Una spiaggia senza barriere a Catania è realtà. Alla Plaia ha preso il via “Mare per Tutti 2026”, il progetto dedicato all’accessibilità e all’inclusione delle persone con disabilità, che introduce nuove attrezzature e servizi gratuiti per rendere il litorale etneo sempre più accogliente. L’iniziativa è stata presentata alla Spiaggia Libera n. 3 alla presenza dell’assessore comunale al Mare Andrea Guzzardi, dei rappresentanti dell’azienda sostenitrice, delle associazioni partner e dei gestori delle strutture coinvolte.

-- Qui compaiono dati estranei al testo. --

PR #841, opened 2019-10-18
1.1 alpha

akshayka:


akshayka:
Travis is passing (with the exception of Python 2.7, which is fine since we're dropping 2.7 support in 1.1)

“Mare per Tutti 2026”, il progetto a Catania
Il progetto – ideato e promosso da Francesco Sanfilippo, esponente del movimento politico Controcorrente con il supporto del Presidente dell’associazione Catania più Attiva Santo Musumeci, in stretta collaborazione con l’Assessore al Mare Andrea Guzzardi – nasce con l’obiettivo di trasformare l’accesso al mare in un diritto concreto, attraverso un sistema organizzato di postazioni attrezzate e servizi dedicati. Sono quattordici le aree gratuite messe a disposizione: dodici distribuite nelle tre spiagge libere della Plaia, con quattro postazioni per ciascun arenile composte da ombrelloni e lettini, e altre due collocate al Solarium di San Giovanni Li Cuti. Le postazioni sono state posizionate nelle zone più vicine alla battigia e sono raggiungibili tramite passerelle, così da facilitare gli spostamenti delle persone con ridotta mobilità.
L’accessibilità non riguarda soltanto gli spazi in spiaggia, ma l’intera esperienza balneare. Il progetto prevede infatti posti auto riservati e gratuiti nei parcheggi delle spiagge libere e nelle aree vicine al solarium, oltre alla disponibilità di sedie anfibie Job e Solemare per consentire il trasporto in acqua. Le attrezzature sono state concesse grazie alla collaborazione tra le associazioni Catania Più Attiva, Centro Ortopedico Siciliano e ITS Turrisi Colonna, mentre il personale dei gestori garantirà supporto nelle prenotazioni e nell’utilizzo dei dispositivi.
Il commento di Guzzardi
“Garantire un mare libero, accessibile e fruibile gratuitamente a chi ha ridotta mobilità non è solo un dovere istituzionale, ma una priorità politica e umana che qualifica la nostra città”, ha dichiarato l’assessore Andrea Guzzardi, sottolineando la collaborazione tra amministrazione comunale, associazioni e realtà imprenditoriali del territorio. La realizzazione di “Mare per Tutti 2026” è stata possibile infatti grazie al contributo dell’azienda sponsor, che ha finanziato interamente l’acquisto delle attrezzature senza costi per il Comune di Catania. Il materiale resterà in comodato d’uso gratuito fino alla fine della stagione balneare 2026. Un ruolo importante è svolto anche da Handy Superabile ETS, che permetterà alle spiagge libere catanesi e al Solarium di San Giovanni Li Cuti di entrare nei circuiti nazionali e internazionali del turismo accessibile.